Updated July 16, 2020
FMI Recommendations for Testing:
Molecular (or viral) testing should be used for diagnosis of individuals who are at risk for COVID-19 or who have symptoms of COVID-19. All testing should be done in collaboration with physicians and/or health departments.
Serological testing may be used for public health purposes to evaluate past exposure to COVID-19. Serological testing should not to be used for diagnostic purposes and ideally should not be identified with individual data.
Any molecular or serological test used should be approved by the FDA and the sensitivity and accuracy of the tests should be known and taken into consideration when selecting tests and analyzing results.
What are the tests for COVID-19 and SARS-CoV-2?
There are two types of tests currently available for COVID-19. The first is a molecular or viral test which detects the actual virus in the respiratory tract, specifically the nasal cavity. A swab is inserted into the nasal cavity to collect a sample of mucus or respiratory fluid. The sample is then analyzed in a laboratory or rapid kit for the genetic material of the virus or the molecules that make up the virus. The second type of test is a serological test that detects antibodies for SARS-CoV-2 in the blood or serum. A blood sample is taken from a person and the blood is analyzed to determine if the person has had an immune response to the COVID-19 virus in the past. If someone tests positive for the serology test, it means that they have been exposed to the virus at some point in time and their immune system produced antibodies.
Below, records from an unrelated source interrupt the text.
PR #1258, opened 2021-05-25
Fix heap-based buffer overflow in screen size handling

grulja:
Fix for https://bugzilla.redhat.com/show_bug.cgi?id=1151307. This is a patch we have been carrying for a while and it would be probably better to get it upstreamed. Just note I'm not the original author.

### DIFF
--- a/unix/x0vncserver/Image.cxx
+++ b/unix/x0vncserver/Image.cxx
@@ -82,6 +82,14 @@ void Image::Init(int width, int height)
   xim = XCreateImage(dpy, vis, DefaultDepth(dpy, DefaultScreen(dpy)),
                      ZPixmap, 0, 0, width, height, BitmapPad(dpy), 0);
 
+  if (xim->bytes_per_line <= 0 ||
+      xim->height <= 0 ||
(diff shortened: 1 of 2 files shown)


CendioOssman:
Can this still be triggered with 996356b6c65ca165ee1ea46a571c32a1dc3c3821 in place?

grulja:
I don't know. I didn't write this patch, it's just we have been applying it since I took over Tigervnc and thought it might be good to upstream it if it's still relevant.

grulja:
I don't know the API at all, this change basically checks whether XCreateImage() returns a sane XImage and I don't know whether this can happen with your changes in place. On the other hand this additional check doesn't seem to hurt and cause any potential issue . If you think it's not necessary at this point then we can close this PR and I can drop this downstream patch from our builds.

CendioOssman:
I'd say drop it. It should not be possible to hit this path given the other protection. And I don't think we have any reason to mistrust XCreateImage(). The only relevant part is the overflow check, but we have lots of places that would need that check (hence the early check), so it's just confusing to have the check here but nowhere else.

Sustained immunity is unknown at this point.
The two types of tests are very different, are used for different purposes, sample different systems (respiratory and immune) and tell us different things (active infection and possible past infection).
How does the serology or antibody test work?
The serology or antibody test, measures the amount of antibodies present in the blood when the body is responding to a specific infection, like COVID-19. This means the test detects the body's immune response to the infection caused by the virus rather than detecting the virus itself. In the early days of an infection when the body's immune response is still building, antibodies may not be detected. This limits the test's effectiveness for diagnosing COVID-19 and why it should not be used as the sole basis to diagnose COVID-19.
In response to an infection, such as COVID-19, the body develops an overall immune response to fight the infection. One component of the immune system's response is development of antibodies that attach to the virus and help eliminate it. The body's initial immune reaction produces general antibodies that attack many infections, called Immunoglobulin M (IgM) antibodies. IgM antibodies indicate an active or recent infection. Because it takes time for the body to make IgM antibodies in response to SARS-CoV-2, their absence does not mean that someone is not infected. A test for IgM antibodies may give a false negative result in a patient with SARS-CoV-2, particularly early in infection. A patient may have a negative result early in infection even when they are symptomatic or asymptomatic but actively shedding the virus. Since IgM antibodies may not develop early or at all in infected patients, this type of antibody test is not used to rule out SARS-CoV-2 in an individual.
Over time, the body develops a second type of antibody in response to the infection that is more specific to the virus, called Immunoglobulin G (IgG) antibodies. Most antibody tests detect IgG antibodies. On average, IgG antibodies take about 4 weeks to develop, but the time to develop may vary substantially, and there is still a lot we do not know about SARS-COV-2. Since IgG antibodies generally do not develop until several weeks after infection, this type of antibody test, even though it is more specific to SARS-CoV-2, is not used to rule-out SARS-CoV-2 infection in an individual.
We also do not know how long IgM or IgG antibodies to SARS-CoV-2 will remain present in the body after the infection has cleared. Therefore, we do not know if people will be immune to COVID-19 if they have previously had the virus.
If the serology test is not for diagnosing COVID-19, what is it good for?
The serology test is helpful for public health officials to utilize for communities or special populations to evaluate exposure to the virus. It has been reported that exposure has been much broader than diagnosed cases. Public health professionals are very interested in evaluating and researching exposure to the virus and asymptomatic exposure to COVID-19.
As an employer, may I test employees for COVID-19 as a screening tool?
Yes, on April 23, 2020, the Equal Employment Opportunity Commission (EEOC) clarified in guidance that an employer may administer a COVID-19 test (a test to detect the presence of the COVID-19 virus) before permitting an employee to enter the workplace. In the guidance, EEOC explains that the Americans with Disabilities Act (ADA) requires that any mandatory medical test of employees be "job related and consistent with business necessity." Applying this standard to the current circumstances of the COVID-19 pandemic, employers may take steps to determine if employees entering the workplace have COVID-19 because an individual with the virus will pose a direct threat to the health of others.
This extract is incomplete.